[Stored data entries]
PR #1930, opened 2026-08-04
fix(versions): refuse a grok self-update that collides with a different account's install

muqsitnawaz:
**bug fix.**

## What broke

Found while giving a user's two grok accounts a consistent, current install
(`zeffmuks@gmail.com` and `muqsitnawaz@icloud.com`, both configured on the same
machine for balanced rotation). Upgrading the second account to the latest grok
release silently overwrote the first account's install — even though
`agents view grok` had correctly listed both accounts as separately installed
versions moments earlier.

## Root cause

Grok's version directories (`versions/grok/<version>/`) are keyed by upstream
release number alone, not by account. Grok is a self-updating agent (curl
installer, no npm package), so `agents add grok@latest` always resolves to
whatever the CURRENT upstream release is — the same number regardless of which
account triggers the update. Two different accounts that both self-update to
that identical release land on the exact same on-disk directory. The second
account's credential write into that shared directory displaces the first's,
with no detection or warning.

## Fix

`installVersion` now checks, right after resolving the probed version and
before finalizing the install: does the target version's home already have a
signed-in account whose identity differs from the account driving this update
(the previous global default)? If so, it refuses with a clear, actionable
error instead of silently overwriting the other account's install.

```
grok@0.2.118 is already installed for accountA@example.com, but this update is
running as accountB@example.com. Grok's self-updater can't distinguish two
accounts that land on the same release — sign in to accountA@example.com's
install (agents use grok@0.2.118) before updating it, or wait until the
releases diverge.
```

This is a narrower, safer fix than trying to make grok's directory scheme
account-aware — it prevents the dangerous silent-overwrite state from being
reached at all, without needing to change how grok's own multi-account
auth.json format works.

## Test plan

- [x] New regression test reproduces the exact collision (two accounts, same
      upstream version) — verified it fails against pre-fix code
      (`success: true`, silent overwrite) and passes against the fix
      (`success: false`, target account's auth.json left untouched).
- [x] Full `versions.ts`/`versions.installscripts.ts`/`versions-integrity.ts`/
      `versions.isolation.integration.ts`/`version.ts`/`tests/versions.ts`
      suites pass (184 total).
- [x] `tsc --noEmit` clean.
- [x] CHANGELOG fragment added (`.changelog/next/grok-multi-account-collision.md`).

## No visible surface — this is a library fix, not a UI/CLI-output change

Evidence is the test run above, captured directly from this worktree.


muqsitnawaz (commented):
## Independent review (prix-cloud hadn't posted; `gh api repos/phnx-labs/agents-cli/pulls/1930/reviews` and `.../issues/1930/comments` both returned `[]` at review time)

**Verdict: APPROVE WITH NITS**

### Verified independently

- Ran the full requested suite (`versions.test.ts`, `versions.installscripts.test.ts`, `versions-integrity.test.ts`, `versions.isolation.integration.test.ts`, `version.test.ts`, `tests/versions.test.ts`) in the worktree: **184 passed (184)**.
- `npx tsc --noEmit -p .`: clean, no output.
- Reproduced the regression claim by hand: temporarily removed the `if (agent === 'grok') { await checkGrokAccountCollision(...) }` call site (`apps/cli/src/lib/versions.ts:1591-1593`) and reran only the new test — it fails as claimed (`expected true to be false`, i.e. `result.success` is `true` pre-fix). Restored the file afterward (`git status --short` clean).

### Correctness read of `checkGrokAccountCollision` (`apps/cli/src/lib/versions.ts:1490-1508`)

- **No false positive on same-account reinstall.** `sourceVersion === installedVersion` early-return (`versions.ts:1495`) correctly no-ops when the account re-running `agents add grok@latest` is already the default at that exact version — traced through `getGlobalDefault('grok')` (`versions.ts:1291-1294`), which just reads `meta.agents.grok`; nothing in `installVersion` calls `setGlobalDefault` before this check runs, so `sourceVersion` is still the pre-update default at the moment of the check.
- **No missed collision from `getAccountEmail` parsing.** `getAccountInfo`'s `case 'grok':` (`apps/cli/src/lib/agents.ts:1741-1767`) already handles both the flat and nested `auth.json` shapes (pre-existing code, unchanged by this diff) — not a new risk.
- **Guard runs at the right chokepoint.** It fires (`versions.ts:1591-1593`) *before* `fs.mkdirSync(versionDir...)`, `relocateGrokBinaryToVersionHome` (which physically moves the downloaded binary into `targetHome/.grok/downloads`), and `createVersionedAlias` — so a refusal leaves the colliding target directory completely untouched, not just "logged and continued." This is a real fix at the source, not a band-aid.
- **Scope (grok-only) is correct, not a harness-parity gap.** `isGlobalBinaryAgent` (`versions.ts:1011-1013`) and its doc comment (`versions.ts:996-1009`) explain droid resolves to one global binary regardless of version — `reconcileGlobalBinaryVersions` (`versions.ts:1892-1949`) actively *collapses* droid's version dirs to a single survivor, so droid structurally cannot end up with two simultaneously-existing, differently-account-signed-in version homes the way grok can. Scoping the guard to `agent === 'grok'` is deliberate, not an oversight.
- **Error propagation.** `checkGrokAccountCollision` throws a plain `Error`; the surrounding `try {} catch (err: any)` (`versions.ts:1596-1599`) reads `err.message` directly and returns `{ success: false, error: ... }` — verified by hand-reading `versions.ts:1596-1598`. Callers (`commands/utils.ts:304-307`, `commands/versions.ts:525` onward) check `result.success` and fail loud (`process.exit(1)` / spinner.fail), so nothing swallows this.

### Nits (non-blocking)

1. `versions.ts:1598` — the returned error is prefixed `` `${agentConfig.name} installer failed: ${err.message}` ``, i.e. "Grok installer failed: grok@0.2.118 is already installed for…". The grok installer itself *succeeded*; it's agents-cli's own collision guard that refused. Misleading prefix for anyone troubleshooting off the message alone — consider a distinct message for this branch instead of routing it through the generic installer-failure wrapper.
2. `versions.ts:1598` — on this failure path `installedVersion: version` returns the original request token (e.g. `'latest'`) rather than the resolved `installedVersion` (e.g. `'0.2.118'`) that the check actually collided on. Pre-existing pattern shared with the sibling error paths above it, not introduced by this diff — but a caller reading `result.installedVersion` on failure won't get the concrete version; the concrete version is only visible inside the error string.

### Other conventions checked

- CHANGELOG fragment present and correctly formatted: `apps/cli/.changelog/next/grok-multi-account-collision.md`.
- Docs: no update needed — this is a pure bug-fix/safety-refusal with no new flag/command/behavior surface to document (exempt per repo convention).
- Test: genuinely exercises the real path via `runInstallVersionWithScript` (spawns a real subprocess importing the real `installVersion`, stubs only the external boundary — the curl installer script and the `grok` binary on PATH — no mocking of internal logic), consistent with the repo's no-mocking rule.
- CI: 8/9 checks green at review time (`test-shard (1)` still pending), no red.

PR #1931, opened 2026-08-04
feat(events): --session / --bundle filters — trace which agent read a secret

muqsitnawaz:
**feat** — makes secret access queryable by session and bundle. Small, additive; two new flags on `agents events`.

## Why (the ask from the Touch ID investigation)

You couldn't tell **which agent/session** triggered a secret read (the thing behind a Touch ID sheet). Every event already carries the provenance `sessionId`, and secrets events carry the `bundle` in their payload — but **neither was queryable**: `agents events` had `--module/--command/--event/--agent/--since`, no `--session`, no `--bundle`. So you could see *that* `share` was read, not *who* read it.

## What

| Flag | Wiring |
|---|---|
---
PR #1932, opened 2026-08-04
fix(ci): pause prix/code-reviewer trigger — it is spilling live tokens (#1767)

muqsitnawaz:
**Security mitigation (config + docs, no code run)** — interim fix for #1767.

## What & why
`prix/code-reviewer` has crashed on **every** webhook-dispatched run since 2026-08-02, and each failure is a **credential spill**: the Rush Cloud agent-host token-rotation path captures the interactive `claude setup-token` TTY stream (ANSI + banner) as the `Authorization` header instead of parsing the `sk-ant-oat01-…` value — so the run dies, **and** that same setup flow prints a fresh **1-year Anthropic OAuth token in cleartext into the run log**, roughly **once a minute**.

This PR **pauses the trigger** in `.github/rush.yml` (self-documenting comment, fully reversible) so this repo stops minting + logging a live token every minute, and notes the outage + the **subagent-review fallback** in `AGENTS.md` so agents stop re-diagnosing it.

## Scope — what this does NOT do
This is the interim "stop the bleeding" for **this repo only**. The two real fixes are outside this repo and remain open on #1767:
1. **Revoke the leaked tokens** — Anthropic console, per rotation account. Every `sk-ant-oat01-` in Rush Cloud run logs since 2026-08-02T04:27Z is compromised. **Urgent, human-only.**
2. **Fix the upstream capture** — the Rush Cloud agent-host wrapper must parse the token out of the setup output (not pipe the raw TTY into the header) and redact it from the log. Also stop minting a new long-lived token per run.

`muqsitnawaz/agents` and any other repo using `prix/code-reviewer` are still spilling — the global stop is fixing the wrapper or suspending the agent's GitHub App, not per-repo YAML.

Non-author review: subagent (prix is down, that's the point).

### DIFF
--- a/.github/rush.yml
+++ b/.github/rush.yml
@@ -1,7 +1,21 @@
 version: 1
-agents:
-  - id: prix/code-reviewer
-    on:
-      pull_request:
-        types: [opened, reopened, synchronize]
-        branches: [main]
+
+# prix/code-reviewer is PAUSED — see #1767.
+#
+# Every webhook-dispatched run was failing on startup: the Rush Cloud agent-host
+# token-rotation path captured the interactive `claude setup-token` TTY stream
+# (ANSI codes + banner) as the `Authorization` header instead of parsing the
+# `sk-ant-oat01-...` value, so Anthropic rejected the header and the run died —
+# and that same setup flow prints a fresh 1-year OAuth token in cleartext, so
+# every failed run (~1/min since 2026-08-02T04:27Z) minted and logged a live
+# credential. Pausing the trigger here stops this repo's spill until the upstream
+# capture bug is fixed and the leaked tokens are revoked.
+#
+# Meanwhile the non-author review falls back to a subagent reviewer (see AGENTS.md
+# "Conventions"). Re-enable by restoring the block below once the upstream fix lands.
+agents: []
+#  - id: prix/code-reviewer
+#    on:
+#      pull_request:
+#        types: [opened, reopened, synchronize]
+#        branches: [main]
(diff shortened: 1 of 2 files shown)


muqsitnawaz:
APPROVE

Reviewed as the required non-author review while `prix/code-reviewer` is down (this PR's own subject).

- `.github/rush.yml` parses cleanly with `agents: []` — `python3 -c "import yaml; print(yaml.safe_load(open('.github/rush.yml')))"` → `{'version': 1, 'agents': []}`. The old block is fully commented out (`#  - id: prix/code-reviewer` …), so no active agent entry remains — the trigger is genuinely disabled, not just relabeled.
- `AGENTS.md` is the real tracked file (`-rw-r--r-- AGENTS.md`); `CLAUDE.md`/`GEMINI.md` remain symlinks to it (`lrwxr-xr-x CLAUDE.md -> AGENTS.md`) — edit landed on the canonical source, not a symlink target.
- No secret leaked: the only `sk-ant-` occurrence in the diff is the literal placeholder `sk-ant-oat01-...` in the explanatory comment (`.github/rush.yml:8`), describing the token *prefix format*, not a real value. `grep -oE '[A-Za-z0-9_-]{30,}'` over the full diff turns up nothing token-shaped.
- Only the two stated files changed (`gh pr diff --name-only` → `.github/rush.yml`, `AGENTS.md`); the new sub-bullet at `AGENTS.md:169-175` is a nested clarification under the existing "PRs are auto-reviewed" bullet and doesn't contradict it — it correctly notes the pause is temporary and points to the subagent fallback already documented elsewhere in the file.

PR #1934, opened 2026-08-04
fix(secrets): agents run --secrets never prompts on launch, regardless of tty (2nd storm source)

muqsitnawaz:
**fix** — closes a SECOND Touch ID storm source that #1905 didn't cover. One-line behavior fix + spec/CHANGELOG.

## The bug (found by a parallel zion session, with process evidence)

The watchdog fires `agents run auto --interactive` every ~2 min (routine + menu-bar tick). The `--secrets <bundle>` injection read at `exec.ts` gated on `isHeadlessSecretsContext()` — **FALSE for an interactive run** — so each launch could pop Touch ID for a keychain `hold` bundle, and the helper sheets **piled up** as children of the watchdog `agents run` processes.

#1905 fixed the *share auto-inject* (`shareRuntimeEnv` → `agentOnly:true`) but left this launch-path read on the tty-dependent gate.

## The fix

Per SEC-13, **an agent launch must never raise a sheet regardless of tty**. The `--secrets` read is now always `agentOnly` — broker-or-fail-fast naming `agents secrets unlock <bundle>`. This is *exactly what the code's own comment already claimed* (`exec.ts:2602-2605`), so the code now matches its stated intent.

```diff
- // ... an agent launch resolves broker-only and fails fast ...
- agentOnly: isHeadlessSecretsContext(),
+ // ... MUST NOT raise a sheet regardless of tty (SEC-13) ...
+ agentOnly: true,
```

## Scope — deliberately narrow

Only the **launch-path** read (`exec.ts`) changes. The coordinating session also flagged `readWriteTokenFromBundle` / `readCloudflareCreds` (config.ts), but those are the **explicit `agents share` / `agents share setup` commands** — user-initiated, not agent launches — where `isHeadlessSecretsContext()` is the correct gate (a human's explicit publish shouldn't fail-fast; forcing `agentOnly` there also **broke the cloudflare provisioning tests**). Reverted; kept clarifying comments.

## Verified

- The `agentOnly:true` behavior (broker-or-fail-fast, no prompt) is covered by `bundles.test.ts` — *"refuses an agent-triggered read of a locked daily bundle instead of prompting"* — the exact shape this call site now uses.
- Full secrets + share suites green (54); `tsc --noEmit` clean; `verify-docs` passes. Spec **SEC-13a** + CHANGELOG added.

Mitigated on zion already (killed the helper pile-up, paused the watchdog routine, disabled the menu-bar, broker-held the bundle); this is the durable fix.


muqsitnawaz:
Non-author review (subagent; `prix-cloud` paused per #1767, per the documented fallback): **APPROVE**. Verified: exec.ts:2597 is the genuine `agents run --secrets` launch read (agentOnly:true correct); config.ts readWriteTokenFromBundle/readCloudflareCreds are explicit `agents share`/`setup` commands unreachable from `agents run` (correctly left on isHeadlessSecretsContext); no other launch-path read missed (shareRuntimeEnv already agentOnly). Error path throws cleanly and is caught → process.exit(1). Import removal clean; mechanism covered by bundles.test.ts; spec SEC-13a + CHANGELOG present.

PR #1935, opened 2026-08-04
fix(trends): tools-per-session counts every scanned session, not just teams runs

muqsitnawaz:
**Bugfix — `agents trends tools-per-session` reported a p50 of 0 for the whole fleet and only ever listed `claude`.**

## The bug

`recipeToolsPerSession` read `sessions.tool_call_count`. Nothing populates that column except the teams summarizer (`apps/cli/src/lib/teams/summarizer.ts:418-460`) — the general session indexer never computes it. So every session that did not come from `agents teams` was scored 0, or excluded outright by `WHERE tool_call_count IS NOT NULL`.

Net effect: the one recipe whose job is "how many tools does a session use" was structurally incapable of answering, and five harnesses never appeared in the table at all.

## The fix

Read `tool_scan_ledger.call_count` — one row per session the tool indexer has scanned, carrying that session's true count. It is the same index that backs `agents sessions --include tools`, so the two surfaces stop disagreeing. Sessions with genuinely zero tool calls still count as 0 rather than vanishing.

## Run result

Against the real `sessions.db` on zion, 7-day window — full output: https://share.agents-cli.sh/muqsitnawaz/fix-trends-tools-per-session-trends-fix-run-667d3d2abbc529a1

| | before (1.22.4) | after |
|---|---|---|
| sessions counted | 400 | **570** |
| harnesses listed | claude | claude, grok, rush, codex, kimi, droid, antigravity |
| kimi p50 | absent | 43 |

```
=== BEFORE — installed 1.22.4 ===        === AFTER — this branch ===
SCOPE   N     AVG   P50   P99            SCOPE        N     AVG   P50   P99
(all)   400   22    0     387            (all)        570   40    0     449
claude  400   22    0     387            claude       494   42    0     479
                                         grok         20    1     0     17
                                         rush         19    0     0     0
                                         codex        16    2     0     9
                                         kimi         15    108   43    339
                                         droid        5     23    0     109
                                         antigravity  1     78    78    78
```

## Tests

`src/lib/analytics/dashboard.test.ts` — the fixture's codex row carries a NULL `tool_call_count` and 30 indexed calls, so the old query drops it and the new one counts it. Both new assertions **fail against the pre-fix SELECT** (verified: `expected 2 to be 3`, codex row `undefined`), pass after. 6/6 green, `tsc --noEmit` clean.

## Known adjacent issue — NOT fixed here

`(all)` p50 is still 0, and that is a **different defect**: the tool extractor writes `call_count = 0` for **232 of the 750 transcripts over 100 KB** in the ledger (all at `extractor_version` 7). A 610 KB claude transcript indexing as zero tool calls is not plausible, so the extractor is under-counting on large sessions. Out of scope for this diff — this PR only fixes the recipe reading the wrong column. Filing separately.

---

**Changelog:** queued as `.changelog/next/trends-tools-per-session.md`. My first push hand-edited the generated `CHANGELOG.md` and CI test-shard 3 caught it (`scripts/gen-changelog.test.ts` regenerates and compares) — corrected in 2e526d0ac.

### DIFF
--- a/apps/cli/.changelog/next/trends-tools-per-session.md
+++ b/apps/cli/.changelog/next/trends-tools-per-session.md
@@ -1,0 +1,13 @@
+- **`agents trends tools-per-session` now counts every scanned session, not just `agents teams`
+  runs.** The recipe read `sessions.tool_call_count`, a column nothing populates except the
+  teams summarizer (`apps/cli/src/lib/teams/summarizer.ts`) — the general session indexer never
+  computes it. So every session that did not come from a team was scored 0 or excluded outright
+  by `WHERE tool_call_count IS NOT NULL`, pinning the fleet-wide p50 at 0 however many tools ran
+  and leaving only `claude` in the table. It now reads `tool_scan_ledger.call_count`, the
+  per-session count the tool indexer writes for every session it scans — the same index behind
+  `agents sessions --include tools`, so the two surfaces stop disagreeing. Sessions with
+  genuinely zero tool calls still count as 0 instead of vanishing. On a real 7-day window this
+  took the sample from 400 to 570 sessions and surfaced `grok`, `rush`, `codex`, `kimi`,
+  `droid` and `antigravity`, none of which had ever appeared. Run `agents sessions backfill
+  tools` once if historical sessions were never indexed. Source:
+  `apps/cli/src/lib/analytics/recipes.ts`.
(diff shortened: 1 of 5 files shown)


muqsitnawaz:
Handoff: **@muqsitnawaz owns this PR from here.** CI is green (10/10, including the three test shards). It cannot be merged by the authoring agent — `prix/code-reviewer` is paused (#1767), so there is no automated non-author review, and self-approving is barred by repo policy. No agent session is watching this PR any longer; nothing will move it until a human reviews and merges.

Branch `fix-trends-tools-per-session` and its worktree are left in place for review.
...
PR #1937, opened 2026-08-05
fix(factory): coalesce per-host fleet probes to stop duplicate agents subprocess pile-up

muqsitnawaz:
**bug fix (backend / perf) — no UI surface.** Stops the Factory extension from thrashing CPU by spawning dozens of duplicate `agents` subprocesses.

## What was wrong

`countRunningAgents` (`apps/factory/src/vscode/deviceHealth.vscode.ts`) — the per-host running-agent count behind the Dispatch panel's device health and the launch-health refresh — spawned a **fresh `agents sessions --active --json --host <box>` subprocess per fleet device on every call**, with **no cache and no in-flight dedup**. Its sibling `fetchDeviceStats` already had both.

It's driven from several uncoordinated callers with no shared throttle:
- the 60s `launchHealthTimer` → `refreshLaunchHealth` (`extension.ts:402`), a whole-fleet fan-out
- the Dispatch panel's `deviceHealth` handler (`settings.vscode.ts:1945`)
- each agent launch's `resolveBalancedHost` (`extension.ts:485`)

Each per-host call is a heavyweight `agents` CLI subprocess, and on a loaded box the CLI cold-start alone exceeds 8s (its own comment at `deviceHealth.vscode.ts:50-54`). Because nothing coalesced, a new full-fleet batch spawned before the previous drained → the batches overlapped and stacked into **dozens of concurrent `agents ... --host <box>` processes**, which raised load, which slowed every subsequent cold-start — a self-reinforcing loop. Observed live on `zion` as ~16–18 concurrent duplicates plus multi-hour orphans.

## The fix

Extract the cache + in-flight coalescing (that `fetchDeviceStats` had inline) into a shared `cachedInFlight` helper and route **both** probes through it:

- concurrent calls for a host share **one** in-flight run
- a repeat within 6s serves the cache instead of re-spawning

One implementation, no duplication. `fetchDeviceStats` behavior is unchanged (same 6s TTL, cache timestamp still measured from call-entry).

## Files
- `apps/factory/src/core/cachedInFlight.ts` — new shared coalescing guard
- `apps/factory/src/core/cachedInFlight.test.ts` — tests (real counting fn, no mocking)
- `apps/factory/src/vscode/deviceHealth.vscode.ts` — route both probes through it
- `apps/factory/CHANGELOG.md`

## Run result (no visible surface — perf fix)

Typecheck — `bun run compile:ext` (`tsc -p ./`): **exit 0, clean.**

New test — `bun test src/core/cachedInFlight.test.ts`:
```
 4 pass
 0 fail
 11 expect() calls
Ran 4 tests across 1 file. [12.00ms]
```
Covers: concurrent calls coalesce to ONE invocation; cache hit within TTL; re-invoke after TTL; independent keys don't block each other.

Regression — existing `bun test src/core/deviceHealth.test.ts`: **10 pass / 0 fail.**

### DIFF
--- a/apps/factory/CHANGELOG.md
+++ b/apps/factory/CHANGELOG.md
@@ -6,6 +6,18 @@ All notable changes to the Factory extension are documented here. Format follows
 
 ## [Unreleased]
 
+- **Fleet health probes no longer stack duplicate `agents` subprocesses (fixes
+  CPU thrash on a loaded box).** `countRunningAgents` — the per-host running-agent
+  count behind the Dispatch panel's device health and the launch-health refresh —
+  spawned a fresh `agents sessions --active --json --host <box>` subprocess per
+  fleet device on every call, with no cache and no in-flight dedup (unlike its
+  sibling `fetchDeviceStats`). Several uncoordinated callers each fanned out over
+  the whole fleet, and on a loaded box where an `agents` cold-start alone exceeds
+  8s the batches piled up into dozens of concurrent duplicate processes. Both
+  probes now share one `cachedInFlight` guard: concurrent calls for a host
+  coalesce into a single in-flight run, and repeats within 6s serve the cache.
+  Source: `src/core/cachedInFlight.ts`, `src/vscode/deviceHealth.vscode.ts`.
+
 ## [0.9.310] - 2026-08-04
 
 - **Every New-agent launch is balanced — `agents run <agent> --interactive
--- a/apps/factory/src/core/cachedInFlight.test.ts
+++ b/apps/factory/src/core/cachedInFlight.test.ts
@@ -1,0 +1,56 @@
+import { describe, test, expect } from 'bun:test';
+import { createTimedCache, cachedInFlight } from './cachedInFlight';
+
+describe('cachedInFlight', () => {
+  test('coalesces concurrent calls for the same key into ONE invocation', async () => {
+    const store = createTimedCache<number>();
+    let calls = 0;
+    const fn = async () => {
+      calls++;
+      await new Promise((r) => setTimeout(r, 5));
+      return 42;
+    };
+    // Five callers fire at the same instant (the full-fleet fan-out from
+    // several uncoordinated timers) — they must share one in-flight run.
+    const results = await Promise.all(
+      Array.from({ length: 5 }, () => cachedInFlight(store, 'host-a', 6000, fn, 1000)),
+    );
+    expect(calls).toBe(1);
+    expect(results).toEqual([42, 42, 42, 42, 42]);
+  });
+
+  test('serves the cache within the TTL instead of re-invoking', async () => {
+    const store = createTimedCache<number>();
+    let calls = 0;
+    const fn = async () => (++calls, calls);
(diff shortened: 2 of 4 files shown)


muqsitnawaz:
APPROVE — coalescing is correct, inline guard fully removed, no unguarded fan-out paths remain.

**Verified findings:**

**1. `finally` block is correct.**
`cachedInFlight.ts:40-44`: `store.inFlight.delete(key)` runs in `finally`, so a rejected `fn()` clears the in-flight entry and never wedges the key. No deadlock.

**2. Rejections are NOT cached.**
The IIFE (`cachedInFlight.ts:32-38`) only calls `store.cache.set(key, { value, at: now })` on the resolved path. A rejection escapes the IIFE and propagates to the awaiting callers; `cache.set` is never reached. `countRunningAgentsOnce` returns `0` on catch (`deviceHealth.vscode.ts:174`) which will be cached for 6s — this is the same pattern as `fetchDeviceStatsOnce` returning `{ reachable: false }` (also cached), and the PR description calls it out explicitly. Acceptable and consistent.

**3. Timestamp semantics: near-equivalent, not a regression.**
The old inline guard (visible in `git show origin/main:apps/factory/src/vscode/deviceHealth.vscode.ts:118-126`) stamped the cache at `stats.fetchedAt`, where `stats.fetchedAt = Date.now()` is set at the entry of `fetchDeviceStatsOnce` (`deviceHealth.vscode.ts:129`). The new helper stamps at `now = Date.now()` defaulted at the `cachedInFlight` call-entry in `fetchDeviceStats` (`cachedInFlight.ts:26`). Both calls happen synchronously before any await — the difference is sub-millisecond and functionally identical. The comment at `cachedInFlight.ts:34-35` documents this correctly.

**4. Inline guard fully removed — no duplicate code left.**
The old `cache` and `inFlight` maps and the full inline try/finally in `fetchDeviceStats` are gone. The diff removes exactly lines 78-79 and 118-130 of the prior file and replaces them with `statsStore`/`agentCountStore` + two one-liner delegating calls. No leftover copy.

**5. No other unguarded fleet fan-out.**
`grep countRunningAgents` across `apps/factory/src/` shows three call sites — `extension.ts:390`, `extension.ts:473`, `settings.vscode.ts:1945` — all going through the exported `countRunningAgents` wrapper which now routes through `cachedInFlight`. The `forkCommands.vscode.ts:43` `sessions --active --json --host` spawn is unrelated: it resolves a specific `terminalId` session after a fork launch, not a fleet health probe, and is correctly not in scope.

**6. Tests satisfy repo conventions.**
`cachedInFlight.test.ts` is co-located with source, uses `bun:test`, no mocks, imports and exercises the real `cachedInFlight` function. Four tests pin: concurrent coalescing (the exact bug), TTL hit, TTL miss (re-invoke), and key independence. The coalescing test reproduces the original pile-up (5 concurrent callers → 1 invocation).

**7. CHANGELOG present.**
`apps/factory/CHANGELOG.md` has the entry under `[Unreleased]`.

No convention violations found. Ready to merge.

TASK BRIEF: Would you please copy exactly the part of the entries above that begins at the line containing "PR #1937, opened 2026-08-05" and ends at the line containing "## What was wrong", both lines included?

YOUR SOLUTION:
PR #1937, opened 2026-08-05
fix(factory): coalesce per-host fleet probes to stop duplicate agents subprocess pile-up

muqsitnawaz:
**bug fix (backend / perf) — no UI surface.** Stops the Factory extension from thrashing CPU by spawning dozens of duplicate `agents` subprocesses.

## What was wrong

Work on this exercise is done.